Unbecoming
"Maybe the journey isn’t so much about becoming anything. Maybe it’s about un-becoming everything that isn’t really you so you can be who you were meant to be in the first place."
-Paolo Coelho
Today I sat in a garden of roses with a two year old. I was laying down with a hat over my face attempting to nap, and this little human who I had never met before gets down onto her hands and knees and peeks under the hat. She says hello, and then instructs me how to play peek-a-boo. I immediately fall into a fit of laughter, while the mom starts to apologize and then ends up laughing too. Evaline and I spent the rest of the afternoon spinning in circles, running barefoot over dirt and trying mixed drinks of soda, juice, and strawberries.

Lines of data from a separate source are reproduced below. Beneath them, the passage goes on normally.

PR #50, opened 2018-08-14
tilt: clean up error output

landism:
1. strip the grpc stuff when it's not relevant
2. don't repeat the error twice
3. don't print usage on failure

old:
```
$ tilt up blorgly_backend_local
2018/08/14 12:21:53 Running tiltd listening on 127.0.0.1:10000
fileName: "Dockerfile", fileTag: "gcr.io/blorg-dev/blorgly-devel-matt", cmds: [echo hi]
hello!Error: rpc error: code = Unknown desc = buildBaseWithMounts: ImageBuild: The command '/bin/sh -c cd $SRC_DIR; go build -o server; cp server /app/' returned a non-zero code: 1
Usage:
  tilt up <servicename> [flags]

Flags:
  -h, --help   help for up

rpc error: code = Unknown desc = buildBaseWithMounts: ImageBuild: The command '/bin/sh -c cd $SRC_DIR; go build -o server; cp server /app/' returned a non-zero code: 1
```

new:
```
$ tilt up blorgly_backend_local
2018/08/14 14:13:29 Running tiltd listening on 127.0.0.1:10000
fileName: "Dockerfile", fileTag: "gcr.io/blorg-dev/blorgly-devel-matt", cmds: [echo hi]
buildBaseWithMounts: ImageBuild: The command '/bin/sh -c cd $SRC_DIR; go build -o server; cp server /app/' returned a non-zero code: 1rpc error: code = Unknown desc = buildBaseWithMounts: ImageBuild: The command '/bin/sh -c cd $SRC_DIR; go build -o server; cp server /app/' returned a non-zero code: 1
```


internal/cli/cli.go
```diff
@@ -9,8 +9,9 @@ import (
 
 func Execute() {
 	rootCmd := &cobra.Command{
-		Use:   "tilt",
-		Short: "tilt is great, yo",
+		Use:          "tilt",
+		Short:        "tilt is great, yo",
```
maiamcc: ...we should probably fix this eventually lol

internal/cli/up.go
```diff
@@ -13,9 +17,10 @@ type upCmd struct{}
 
 func (c *upCmd) register() *cobra.Command {
 	cmd := &cobra.Command{
-		Use:   "up <servicename>",
-		Short: "stand up a service",
-		Args:  cobra.ExactArgs(1),
+		Use:           "up <servicename>",
+		Short:         "stand up a service",
+		Args:          cobra.ExactArgs(1),
+		SilenceErrors: true,
```
nicks: hmmm...it seems weird to use RunE (which means "handle errors upstream") and at the same use SilenceErrors (which means "don't handle errors upstream")

maybe we could switch the RunE to a Run, and do the error handling ourselves, like Pat did in the pets code?

internal/cli/cli.go
```diff
@@ -30,8 +30,11 @@ type tiltCmd interface {
 
 func addCommand(parent *cobra.Command, child tiltCmd) {
 	cobraChild := child.register()
-	cobraChild.RunE = func(_ *cobra.Command, args []string) error {
-		return child.run(args)
+	cobraChild.Run = func(_ *cobra.Command, args []string) {
+		err := child.run(args)
+		if err != nil {
+			log.Fatalf("Error: %v", err)
```
nicks: `log` isn't meant for user-facing output, use fmt.Fprintf/fmt.Printf and os.Exit

`log` is for when you have machine-readable logs that you might want json-formatted or timestamp-appended or whatever

PR #53, opened 2018-08-14
tiltfile sends entrypoint to daemon, daemon attaches entrypoint to docker image

maiamcc:


internal/proto/daemon.proto
```diff
@@ -18,7 +18,8 @@ message Service {
     string dockerfile_text = 2; // base, e.g. no code
     repeated Mount mounts = 3;
     repeated Cmd steps = 4;
-    string dockerfile_tag = 5; // e.g. gcr.io/blorgly/blorgly-dev
+    Cmd entrypoint = 5;
```
jazzdan: I'm pretty sure protobuf doesn't want you to change the meaning of a field after you add it. If the fifth field in a message is a string, it should always be a string. This is so definitions can be backwards compatible. So in this case we could instead add `Cmd entrypoint = 6` and leave `dockerfile_tag`.

Is that true @nicks?

maiamcc: yeahhhh i know but that seems more relevant after the API is like, shipped to the world and is in use. i figure when we're still all internal we can change the proto at will for the sake of cleanliness...?

internal/build/docker_test.go
```diff
@@ -334,6 +334,22 @@ type pathContent struct {
...
+		f.t.Fatal(err)
+	}
+
+	out, err := f.dcli.ContainerLogs(ctx, cId, types.ContainerLogsOptions{ShowStdout: true, ShowStderr: true})
+	if err != nil {
+		f.t.Fatal(err)
+	}
+
+	output := &strings.Builder{}
+	io.Copy(output, out)
```
nicks: ioutil.ReadAll would be a better choice here

internal/build/docker_test.go
```diff
@@ -334,6 +334,22 @@ type pathContent struct {
...
+	if err != nil {
+		f.t.Fatal(err)
+	}
+
+	out, err := f.dcli.ContainerLogs(ctx, cId, types.ContainerLogsOptions{ShowStdout: true, ShowStderr: true})
+	if err != nil {
+		f.t.Fatal(err)
+	}
+
+	output := &strings.Builder{}
```
nicks: you probably want a `defer out.Close()` here

internal/proto/daemon.proto
jazzdan: I won't die on this hill but I think it's worth practicing being correct. I actually would have expected the proto compiler to fail though, so maybe I'm wrong.

nicks: ya, never change the tag numbers. this is a good habit to get into.

the tag numbers don't necessarily need to be in ascending order; it's perfectly reasonable to do

```
Cmd entrypoint = 6;
string dockerfile_tag = 5; 
```

if field organization is what you're concerned about

internal/tiltfile/tiltfile.go
```diff
@@ -17,12 +17,16 @@ type Tiltfile struct {
 }
 
 func makeSkylarkDockerImage(thread *skylark.Thread, fn *skylark.Builtin, args skylark.Tuple, kwargs []skylark.Tuple) (skylark.Value, error) {
-	var dockerfileName, dockerfileTag skylark.String
-	err := skylark.UnpackArgs(fn.Name(), args, kwargs, "docker_file_name", &dockerfileName, "docker_file_tag", &dockerfileTag)
+	var dockerfileName, entrypoint, dockerfileTag skylark.String
```
nicks: out of curiosity, why are we unpacking these as skylark.Strings instead of as plain strings? it's not like we ever need them as skylark.Strings again, and it seems like we might as well let UnpackArgs do the unpacking work for us

landism: pretty much just ignorance - at the time I wrote this, I was unaware UnpackArgs could handle plain strings, and I thought we'd need them in the data structure as strings so that we could do other things like `print(docker_image)` from the Tiltfile. It turns out these were both unfounded.

internal/build/docker_test.go
maiamcc: fyi @jazzdan -- i didn't know about this thing, did you?!

internal/tiltfile/tiltfile.go
```diff
@@ -142,8 +152,14 @@ func (tiltfile Tiltfile) GetServiceConfig(serviceName string) (*proto.Service, e
...
+		dockerCmds = append(dockerCmds, toBashCmd(cmd))
 	}
 
-	return &proto.Service{K8SYaml: k8sYaml, DockerfileText: dockerFileText, Mounts: mounts, Steps: dockerCmds, DockerfileTag: dockerFileTag}, nil
+	return &proto.Service{K8SYaml: k8sYaml, DockerfileText: dockerFileText,
+		Mounts: mounts, Steps: dockerCmds, Entrypoint: entrypointCmd,
+		DockerfileTag: dockerFileTag}, nil
+}
+
+func toBashCmd(cmd string) *proto.Cmd {
```
landism: we're not using bash any more - maybe s/Bash/Shell?

internal/tiltfile/skylarkTypes.go
```diff
@@ -112,9 +114,9 @@ func (*dockerImage) Hash() (uint32, error) {
 func (d *dockerImage) Attr(name string) (skylark.Value, error) {
 	switch name {
 	case "file_name":
-		return d.fileName, nil
+		return skylark.String(d.fileName), nil
```
maiamcc: uhh @landism / @nicks am i doing this right?

nicks: :+1:

internal/build/docker_test.go
jazzdan: Nope, TIL!

PR #1718, opened 2019-06-06
engine: bring some consistency to how we do logging

nicks:
Hello @jazzdan, @maiamcc,

Please review the following commits I made in branch nicks/log:

9e7f60eb736946b50d3d8fde958fa31b082c9b29 (2019-06-06 18:46:29 -0400)
engine: bring some consistency to how we do logging

### DIFF
--- a/internal/engine/upper.go
+++ b/internal/engine/upper.go
@@ -6,6 +6,7 @@ import (
 	"io/ioutil"
 	"path/filepath"
 	"strconv"
+	"strings"
 	"time"
 
 	"github.com/davecgh/go-spew/spew"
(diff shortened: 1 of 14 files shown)


nicks:
The big idea here is that we used to have several different strategies for how we multiplexed logs:
- MultiWriter to send logs to multiple writers
- ActionWriters to create multiple actions
- Adding a reducer that copied the log to multiple places

And each of these strategies had their own sub-strategies on how to handle:
- log prefixing to figure out where the log came from
- copying byte slices to avoid mutation

I think the long-term strategy here should be to have a single logs store that has all the metadata about where a log came from, and separate out "how logs are displayed" from "how logs are stored"

The short-term strategy is simply to push all of this logic into a single reducer, handleLogAction, that sends things to both the global Log and the manifest-specific Log

internal/engine/upper.go
```diff
@@ -196,6 +200,9 @@ var UpperReducer = store.Reducer(func(ctx context.Context, state *store.EngineSt
 		handleAnalyticsNudgeSurfacedAction(ctx, state)
 	case UIDUpdateAction:
 		handleUIDUpdateAction(state, action)
+	case store.LogEvent:
+		// handled as a LogAction, do nothing
```
jazzdan: Why not use a `fallthrough` instead of what happens on L142?

nicks: hmmmm...that wouldn't work. we never want to fallthrough to a subsequent case.

PR #1724, opened 2019-06-07
web: wire TriggerMode through to web frontend

jazzdan:


jazzdan:
@maiamcc Like in Go they end up as numbers in the end.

When she has to pee she informs us "I do not want to pee in my pants." There is beauty in this innocence.
I often fantasize what a world would be like if we interacted like children. If we approached the people we were interested in, fearlessly, with no question of their motives. If we said "I like you," and "I don't like you," by trusting some internal compass built into our systems. If when someone doesn't like us, instead of asking "why" or "what am I doing wrong" we simply moved on. It is not this simple, but what if.
Children are engaged with the world. There is no future beyond what they can see. They touch, and taste, and smell everything. The pile of dirt is as interesting as the strawberries bouncing in champagne as the girl sleeping under a sun hat. They are led by their curiosity and thought is intertwined in action. This level of being is free from the chains of self-awareness. There is no thought of how they are being perceived in the world, they just are what they are.
I've spent a lot of time cultivating this innocence within myself. Of staying open, and curious, and alive and present. I am unbecoming things I thought I was by shaking people, and lifestyles, and activities from my life. Our lives are reflections, and the people and things we spend time reflecting with dig deeply down into our soul. While I often wish that I could exist without asking the existential "whys," lately I have been enjoying the journey of rational-emotional thought. Of deep feeling, presence and play mixed with the ability to process and understand what is happening. There is an art to presence. Of really feeling what things and people make you happy, and then making time and room for those things.
I catch myself often, in awe, of what a gift it is to be a human. To be struck by the beauty of a sunset to the point of tears while letting the chill of an ocean that touches the whole world wash over me, and to feel loved deeply and fully because I can love deeply and fully. I have chosen a path that finds happiness and joy in the every day. A path that seeks meaning in the mundane, and depth in lunchtime conversation. I am learning to listen to my body, about which people, places, and things help me touch the magic. The magic that is all around us, keeping a few billion people alive on a planet moving through space, with hearts and lungs in every single one.
When I think about who I am, I think about myself as a child. What interests and curiosities I followed without question of how they would be received. Who I gravitated towards, and what I gravitated from. Freedom from hidden motives and agendas. I am not on a rush to get anywhere, but I am in a hurry to be here now. To be what I am when the world falls away, unbecoming the shit I've collected along the way, and falling back into the world that sustains me.
Because I'm starting to think that the more we do the things we love, the more we become who we are naturally. When we get lost in the world around us we find the world within us that makes us feel alive. The journey isn't to become something, it is to be the something you always have been.